▶ **Data shown**
==============================

Issue #890, opened 2019-04-17
 Provider sends metrics about NAT traversal local status


Waldz:
As a Mysterium
We want to know of how many Providers fails to configure NAT traversal (node is not accessible)

Tasks:
- [x] Send metrics to ELK stack
- [x] Kibana dashboard

donce:
![Screenshot 2019-04-26 at 12.04.22.png](https://images.zenhubusercontent.com/5ba247ee8c7b5425fc895855/92f730f1-3936-4949-84d7-fab1d992cfce)

PR #908, opened 2019-04-24
Send events to ELK about hole-punching

donce:
https://github.com/mysteriumnetwork/node/issues/890

### DIFF
--- a/nat/traversal/pinger.go
+++ b/nat/traversal/pinger.go
@@ -243,11 +243,7 @@ func (p *Pinger) sendPingRequest(conn *net.UDPConn, ttl int) error {
 	}
 
 	_, err = conn.Write([]byte("continuously pinging to " + conn.RemoteAddr().String()))
-	if err != nil {
-		return err
-	}
-
-	return nil
+	return err
 }
 
 func (p *Pinger) getConnection(ip string, port int, pingerPort int) (*net.UDPConn, error) {
--- a/nat/traversal/pinger.go
+++ b/nat/traversal/pinger.go
@@ -243,7 +243,7 @@ func (p *Pinger) sendPingRequest(conn *net.UDPConn, ttl int) error {
 	}
 
 	_, err = conn.Write([]byte("continuously pinging to " + conn.RemoteAddr().String()))
-	return err
+	return errors.Wrap(err, "pinging request failed")
 }
 
 func (p *Pinger) getConnection(ip string, port int, pingerPort int) (*net.UDPConn, error) {
--- a/nat/traversal/pinger.go
+++ b/nat/traversal/pinger.go
@@ -48,7 +48,7 @@ type Pinger struct {
 	portPool       PortSupplier
 	consumerPort   int
 	previousStage  string
-	publisher      Publisher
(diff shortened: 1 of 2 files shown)


nat/traversal/pinger.go
```diff
@@ -215,21 +223,33 @@ func (p *Pinger) ping(conn *net.UDPConn) error {
...
 }
 
+func (p *Pinger) sendPingRequest(conn *net.UDPConn, ttl int) error {
+	err := ipv4.NewConn(conn).SetTTL(ttl)
+	if err != nil {
+		return errors.Wrap(err, "pinger setting ttl failed")
+	}
+
+	_, err = conn.Write([]byte("continuously pinging to " + conn.RemoteAddr().String()))
+	if err != nil {
```
soffokl: just `return err` will be enough.

nat/traversal/pinger.go
```diff
@@ -47,6 +48,7 @@ type Pinger struct {
 	portPool       PortSupplier
 	consumerPort   int
 	previousStage  string
+	publisher      Publisher
```
soffokl: Can we name it more clear? Just `publisher` does not provide info on what it does.

soffokl: But I was talking about field name, not the interface type. It fine to have `Publisher` as an interface name.

donce: So you're suggesting something like this?
```suggestion
	eventPublisher Publisher
```

soffokl: Correct.

donce: I actually dislike that variable name tells more than the interface, but whatever, changed it :D

nat/traversal/pinger.go
```diff
@@ -215,21 +223,29 @@ func (p *Pinger) ping(conn *net.UDPConn) error {
...
 }
 
+func (p *Pinger) sendPingRequest(conn *net.UDPConn, ttl int) error {
+	err := ipv4.NewConn(conn).SetTTL(ttl)
+	if err != nil {
+		return errors.Wrap(err, "pinger setting ttl failed")
+	}
+
+	_, err = conn.Write([]byte("continuously pinging to " + conn.RemoteAddr().String()))
+	return err
```
vkuznecovas: could wrap this err as well to add context.. conn.Write will be hard to pinpoint without it

nat/traversal/pinger.go
```diff
@@ -215,21 +223,33 @@ func (p *Pinger) ping(conn *net.UDPConn) error {
...
 }
 
+func (p *Pinger) sendPingRequest(conn *net.UDPConn, ttl int) error {
+	err := ipv4.NewConn(conn).SetTTL(ttl)
+	if err != nil {
+		return errors.Wrap(err, "pinger setting ttl failed")
+	}
+
+	_, err = conn.Write([]byte("continuously pinging to " + conn.RemoteAddr().String()))
+	if err != nil {
```
soffokl: It can still be just `return errors.Wrap(err, "pinging request failed")`
if `err` is `nil` `errors.Wrap` will return a nil.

==============================

▶ **Required action**
Write out every line from the records above, word for word.

▶ **Response**
Issue #890, opened 2019-04-17
 Provider sends metrics about NAT traversal local status


Waldz:
As a Mysterium
We want to know of how many Providers fails to configure NAT traversal (node is not accessible)

Tasks:
- [x] Send metrics to ELK stack
- [x] Kibana dashboard

donce:
![Screenshot 2019-04-26 at 12.04.22.png](https://images.zenhubusercontent.com/5ba247ee8c7b5425fc895855/92f730f1-3936-4949-84d7-fab1d992cfce)

PR #908, opened 2019-04-24
Send events to ELK about hole-punching

donce:
https://github.com/mysteriumnetwork/node/issues/890

### DIFF
--- a/nat/traversal/pinger.go
+++ b/nat/traversal/pinger.go
@@ -243,11 +243,7 @@ func (p *Pinger) sendPingRequest(conn *net.UDPConn, ttl int) error {
 	}
 
 	_, err = conn.Write([]byte("continuously pinging to " + conn.RemoteAddr().String()))
-	if err != nil {
-		return err
-	}
-
-	return nil
+	return err
 }
 
 func (p *Pinger) getConnection(ip string, port int, pingerPort int) (*net.UDPConn, error) {
--- a/nat/traversal/pinger.go
+++ b/nat/traversal/pinger.go
@@ -243,7 +243,7 @@ func (p *Pinger) sendPingRequest(conn *net.UDPConn, ttl int) error {
 	}
 
 	_, err = conn.Write([]byte("continuously pinging to " + conn.RemoteAddr().String()))
-	return err
+	return errors.Wrap(err, "pinging request failed")
 }
 
 func (p *Pinger) getConnection(ip string, port int, pingerPort int) (*net.UDPConn, error) {
--- a/nat/traversal/pinger.go
+++ b/nat/traversal/pinger.go
@@ -48,7 +48,7 @@ type Pinger struct {
 	portPool       PortSupplier
 	consumerPort   int
 	previousStage  string
-	publisher      Publisher
(diff shortened: 1 of 2 files shown)


nat/traversal/pinger.go
```diff
@@ -215,21 +223,33 @@ func (p *Pinger) ping(conn *net.UDPConn) error {
...
 }
 
+func (p *Pinger) sendPingRequest(conn *net.UDPConn, ttl int) error {
+	err := ipv4.NewConn(conn).SetTTL(ttl)
+	if err != nil {
+		return errors.Wrap(err, "pinger setting ttl failed")
+	}
+
+	_, err = conn.Write([]byte("continuously pinging to " + conn.RemoteAddr().String()))
+	if err != nil {
```
soffokl: just `return err` will be enough.

nat/traversal/pinger.go
```diff
@@ -47,6 +48,7 @@ type Pinger struct {
 	portPool       PortSupplier
 	consumerPort   int
 	previousStage  string
+	publisher      Publisher
```
soffokl: Can we name it more clear? Just `publisher` does not provide info on what it does.

soffokl: But I was talking about field name, not the interface type. It fine to have `Publisher` as an interface name.

donce: So you're suggesting something like this?
```suggestion
	eventPublisher Publisher
```

soffokl: Correct.

donce: I actually dislike that variable name tells more than the interface, but whatever, changed it :D

nat/traversal/pinger.go
```diff
@@ -215,21 +223,29 @@ func (p *Pinger) ping(conn *net.UDPConn) error {
...
 }
 
+func (p *Pinger) sendPingRequest(conn *net.UDPConn, ttl int) error {
+	err := ipv4.NewConn(conn).SetTTL(ttl)
+	if err != nil {
+		return errors.Wrap(err, "pinger setting ttl failed")
+	}
+
+	_, err = conn.Write([]byte("continuously pinging to " + conn.RemoteAddr().String()))
+	return err
```
vkuznecovas: could wrap this err as well to add context.. conn.Write will be hard to pinpoint without it

nat/traversal/pinger.go
```diff
@@ -215,21 +223,33 @@ func (p *Pinger) ping(conn *net.UDPConn) error {
...
 }
 
+func (p *Pinger) sendPingRequest(conn *net.UDPConn, ttl int) error {
+	err := ipv4.NewConn(conn).SetTTL(ttl)
+	if err != nil {
+		return errors.Wrap(err, "pinger setting ttl failed")
+	}
+
+	_, err = conn.Write([]byte("continuously pinging to " + conn.RemoteAddr().String()))
+	if err != nil {
```
soffokl: It can still be just `return errors.Wrap(err, "pinging request failed")`
if `err` is `nil` `errors.Wrap` will return a nil.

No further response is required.